The novel use of waste animal bone from New Zealand agricultural sources as a feedstock for forming plasma sprayed hydroxyapatite coatings on biomedical implant materials.

This study presents the feasibility of using animal bone-derived hydroxyapatite (HAP) as feedstock powders for plasma spraying. Bovine, cervine and ovine bone from abattoirs was boiled in a pressure cooker to remove blood, fat and adhering meat tissue. The bone was then placed in a muffler furnace, pyrolyzed at approximately 1000 degrees C to remove collagen and resid-ual organics, cooled and subsequently ground to a powder then digested in nitric acid. Sodium hydroxide was added to the digest to reprecipitate the HAP. Ageing of the precipitate followed by filtration, extensive washing and drying produced the white powder used as the feedstock. X-ray diffractometry (XRD) and Fourier transform infrared spectroscopy (FTIR) confirmed the powder to be poorly crystalline HAP with low-level carbonate. Out of several batches of the sieved powders, one batch was plasma sprayed to produce adherent HAP coatings; therefore, demonstrating that animal bone-derived HAP powders can be seri-ously considered as a feedstock powder, subject to the powder being processed for the correct rheological characteristics for easy flowing within the plasma spray flow lines. The phase composition of the successful plasma sprayed HAP coatings on both stainless steel and titanium were found by XRD to be mainly HAP with minor contributions from á -tricalcium phosphate, tetra-calcium phosphate and CaO; therefore, demonstrating that feedstock decomposition on its passage through the plasma spray torch was insignificant under the conditions employed. Scanning electron microscopy (SEM) micrographs of the coatings indicated that their morphology featured the classical heterogeneous and splat-like appearance expected of plasma sprayed coatings. Young's modulus and Vicker's microhardness tests conducted on the coatings revealed values in the range, respectively, 22-87 GPa and 166-287 (HV200 ) indicating high strength plasma spray HAP coatings had been produced from the feedstock powder.

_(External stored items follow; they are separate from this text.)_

PR #2946, opened 2022-01-25
button style - text white when selected

ClaudeROSSI:
Here is the result!

image


ClaudeROSSI:
well ... i'm not sure if it's the right approach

The processing and characterization of animal-derived bone to yield materials with biomedical applications. Part II: milled bone powders, reprecipitated hydroxyapatite and the potential uses of these materials.

Further studies on the processing and use of animal-bone-derived calcium phosphate materials in biomedical applications are presented. Bone powders sourced either from the direct crushing and milling of bovine, ovine and cervine bone or after being subjected to defatting and acid digestion/NaOH reprecipitation and sodium hypochlorite hydrogen peroxide treatment of animal bones were characterized using Fourier transform infra-red (FTIR) spectroscopy, 13C solid state magic angle spinning (MAS) nuclear magnetic resonance (NMR) spectroscopy, atomic absorption (AA) and inductively coupled plasma (ICP) spectrometric techniques. Bone powders were trialled for their potential use as a substrate for phosphine coupling and enzyme immobilization as well as a feedstock powder for plasma spraying on titanium metal substrates. Results indicated that enzyme immobilization by phosphine coupling could be successfully achieved on milled cervine bone with the immobilized enzyme retaining some activity. It was found that the presence of impurities normally carried down with the processing of the bone materials (viz., fat and collagen) played an important role in influencing the adsorbency and reactivity of the powders. Plasma spraying studies using reprecipitated bovine-derived powders produced highly adherent coatings on titanium metal, the composition of which was mostly hydroxyapatite (Ca10(PO4)6(OH)2) with low levels of alpha-tricalcium phosphate (alpha-Ca3(PO4)2) and tetracalcium phosphate (Ca4P2O9) also detected. In general, animal derived calcium phosphate materials constitute a potentially cheaper source of calcium phosphate materials for biomedical applications and make use of a largely under-utilized resource from abattoir wastes.